Avete presente tutte quelle belle frasi preconfezionate sul fatto che il resto del mondo è povero perché noi ricchi occidentali sfruttiamo le loro risorse? Certo che le avete presenti, è quello che dicono tutti: è uno di quei refrain che trovate, in egual misura, sulla bocca di Bin Laden e negli articoli dei tanti giornalisti e intellettuali terzomondisti. Ora, prendiamo il petrolio. Lo usiamo per andare in auto, certo, ma anche per guardare la televisione e usare il telefono cellulare, visto che il petrolio è uno dei combustibili più usati nelle centrali elettriche, specie in Italia (un giorno ne parleremo...). Dunque, fosse vero che la colpa è nostra, in quei Paesi in cui da decenni piovono le royalty del petrolio le cose dovrebbero andare alla grande: scuole efficentissime, acqua potabile per tutti, centri di ricerca all'avanguardia, programmi sociali da fare invidia alle socialdemocrazie europee. Bello, vero? Solo che non è così. Nei paesi produttori di petrolio, scuole, infrastrutture, ricerca e welfare fanno semplicemente schifo. Per non parlare di quel corollario chiamato rispetto dei diritti umani. Lo scempio è tale che se ne sono accorte persino le Nazioni Unite. Ecco come (non) vengono usati i soldi che noi spendiamo per il petrolio, quello che ieri è arrivato a 67,35 dollari al barile.
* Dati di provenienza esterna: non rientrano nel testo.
PR #91, opened 2017-12-26
Implement Get/SetVehicleWheelXOffset.

Deltanic:
Continuation of https://github.com/citizenfx/fivem/pull/90, fixing commented issues.

Some notes:

`Get/SetVehicleWheelCamber` was removed in favor of `Get/SetVehicleWheelXrot`. An alias can be added in the future. At that point, I suggest to also alias `Get/SetVehicleWheelXrot` to `*WheelXRot` due to capitalization.

`Get/SetVehicleWheelTrackWidth` was renamed to `Get/SetVehicleWheelXOffset`. While `TrackWidth` is a friendly and familiar name, it is technically not correct as it implies the distance between both wheels on a single axle. Instead, track width can be correctly applied like so:
```lua
function SetVehicleFrontTrackWidth(vehicle, width)
  SetVehicleWheelXOffset(vehicle, 0, -width/2)
  SetVehicleWheelXOffset(vehicle, 1, width/2)
end
```

Also added a short doc on the natives, including a note to call the setter every frame as this may not necessarily be clear to everyone. Not sure if examples can contains triple backticks here.  Let me know if that needs to change.

Might work on a more generic `Get/SetVehicleWheelOffset` later, but the Y and Z axis seem to be a bit more funky than X axis so that needs additional work.

### DIFF
--- a/code/components/extra-natives-five/src/VehicleExtraNatives.cpp
+++ b/code/components/extra-natives-five/src/VehicleExtraNatives.cpp
@@ -151,6 +151,7 @@ const int CanWheelsBreakOffset = 0x893;
 const int BlinkerState = 0x899;
 
 // Wheel class
+const int WheelTrackWidthOffset = 0x030;
 const int WheelTyreRadiusOffset = 0x110;
 const int WheelRimRadiusOffset = 0x114;
 const int WheelTyreWidthOffset = 0x118;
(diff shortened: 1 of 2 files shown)


blattersturm:
tl;dm

code/components/extra-natives-five/src/VehicleExtraNatives.cpp
```diff
@@ -151,6 +151,7 @@ const int CanWheelsBreakOffset = 0x893;
 const int BlinkerState = 0x899;
 
 // Wheel class
+const int WheelXOffsetOffset = 0x030;
```
blattersturm: offsetoffset, ok

ext/natives/codegen_cfx_natives.lua
```diff
@@ -1299,6 +1299,42 @@ native 'SET_VEHICLE_WHEEL_XROT'
...
 
+native 'GET_VEHICLE_WHEEL_X_OFFSET'
+	arguments {
+		Vehicle 'vehicle',
+		int 'wheelIndex'
+	}
+	apiset 'client'
+	returns 'float'
+	doc [[
+	<summary>
```
blattersturm: no \<param\> 🥉

code/components/extra-natives-five/src/VehicleExtraNatives.cpp
Deltanic: best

Allah è grande e il greggio è il suo profeta. Il conto l'ha fatto la Arab Bank, quindi ci si può fidare: dal 1974 al 1998 il petrolio ha portato nelle casse dei Paesi arabi 25.500 miliardi di dollari. Spalmati sui 285 milioni di arabi, bambini compresi, fanno 91.000 dollari a testa. Fosse piovuta sui governi occidentali, questa valanga di fantastiliardi avrebbe prodotto nell'ordine: 1) la prevedibile corsa al magna magna da parte dei politici locali (quanto e come dipende dal Paese); 2) un vistoso incremento della spesa pubblica, sotto forma di nuove infrastrutture, programmi di welfare, leggi e leggine più o meno clientelari; 3) il ritorno in circolo di parte di questi soldi, a maggior gloria della crescita dell'economia e della ricchezza di tutti. Però quei soldi sono finiti ai governanti dei Paesi arabi, e il risultato ora è lì davanti agli occhi del mondo: l'arricchimento personale c'è tutto, mentre degli investimenti in beni materiali (ospedali, scuole, acquedotti) o immateriali (ricerca e sviluppo, cultura, parità tra i sessi) o di una qualche forma di redistribuzione, manco l'ombra.
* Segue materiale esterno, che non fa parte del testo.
PR #92, opened 2018-01-10
Update SteamComponent.cpp (replacing Source SDK Base 2007 with Grand Theft Auto V)

OfficialSkypo:
In an attempt to replace Source SDK Base 2007 app ID with the actual Grand Theft Auto V app ID, to perhaps show "Playing FiveM" when friends look at what you are playing.

I am not sure whether this even works (and if it does) if it is anything useful.


blattersturm:
This will actually break ticket authentication, and won't be possible without requiring all players to own a Steam copy. It also won't show 'playing FiveM' on the Steam Community web site, showing custom mod names was blocked by Valve a few years ago.

PR #589, opened 2020-11-25
Add CORS Support to all Endpoints

codekrafter:
Add the "Access-Control-Allow-Origin" header to all endpoints, allowing them to be accessed by web clients.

Parte di quei soldi è servita a comprare le armi che hanno reso la regione ancora più instabile. I Paesi arabi sono i primi acquirenti di armi del pianeta, grazie a un esborso annuo di 45 miliardi di dollari. In tutto, per le spese militari se ne va il 7,5% del loro reddito nazionale: cinque punti sopra la media mondiale. Soldi che servono a rendere Medio Oriente e dintorni l’area più instabile del pianeta, quindi ad altissimo rischio anche per gli investimenti. Per capire che fine abbia fatto il resto dei soldi, forse più che alle statistiche vale la pena di affidarsi alle notizie di cronaca. Qualche spunto qua e là: un emiro del Brunei, nel '94, acquistò 19 Ferrari. Un suo vicino di casa, sceicco del Qatar, a Maranello ha pensato bene di farsi costruire il van che trasporta i cavalli . Un principe di Dubai ha preteso rubinetti d'oro sul suo Boeing 737 personale, così come d'oro erano i rubinetti della villa del figlio di Saddam.
L'aneddotica è lunga e proverbiale e stride con le condizioni di vita dell'arabo medio. Dal 2003, con cadenza annuale, le Nazioni unite hanno iniziato a pubblicare il loro Rapporto sullo sviluppo umano nel mondo arabo. Conoscendo la suscettibilità dei personaggi, ne hanno affidato la preparazione a un team di ricercatori arabi. Il quadro che ne esce è comunque drammatico. Mentre i cavalli degli sceicchi viaggiano in Ferrari, oggi un arabo su cinque è costretto a tirare avanti con meno di due euro al giorno. Le royalty petrolifere non sono state investite nell'istruzione: 10 milioni di bambini arabi non frequentano la scuola e sono attesi da un futuro di miseria e ignoranza, facili prede di ideologie estremistiche capaci di aizzarli contro la parte più ricca del mondo; 65 milioni di arabi (il 23 per cento del totale) sono analfabeti, e due terzi di questi sono donne. Nonostante ciò, la spesa per l'educazione è in calo.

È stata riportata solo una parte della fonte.